EXERCISE INSTRUCTIONS - Each record must reappear in the answer exactly as it is written.

Records from a data source -
Issue #396, opened 2018-11-12
Feature Request: Admin users can view and modify other stores


ghtsto:
I would like to have the ability for my admin account to see other stores as well as have permissions to modify their settings. 

The use case would be, as an admin, inviting friends/clients to build their own stores, I'd want to offer assistance in the setup and management of the stores.

Additionally, I think it is important to have visibility into the number of stores and apps that have been created on a server that I run.

bitcoinshirt:
I think this can be dangerous to allow.
We already have a way for users to add admin manually as owners.
There are many third-party hosts , we can't push this issue, it would allow owner to easily replace xpub.

NicolasDorier:
Malicious third party host can already do this.

bitcoinshirt:
I understand, but should we make it easier to people to do it? 
I'm certain it brings more good than it does bad, but maybe we need to add a consent from already existing users for the first time it's added?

EXERCISE RESULT -
Issue #396, opened 2018-11-12
Feature Request: Admin users can view and modify other stores


ghtsto:
I would like to have the ability for my admin account to see other stores as well as have permissions to modify their settings. 

The use case would be, as an admin, inviting friends/clients to build their own stores, I'd want to offer assistance in the setup and management of the stores.

Additionally, I think it is important to have visibility into the number of stores and apps that have been created on a server that I run.

bitcoinshirt:
I think this can be dangerous to allow.
We already have a way for users to add admin manually as owners.
There are many third-party hosts , we can't push this issue, it would allow owner to easily replace xpub.

NicolasDorier:
Malicious third party host can already do this.

bitcoinshirt:
I understand, but should we make it easier to people to do it? 
I'm certain it brings more good than it does bad, but maybe we need to add a consent from already existing users for the first time it's added?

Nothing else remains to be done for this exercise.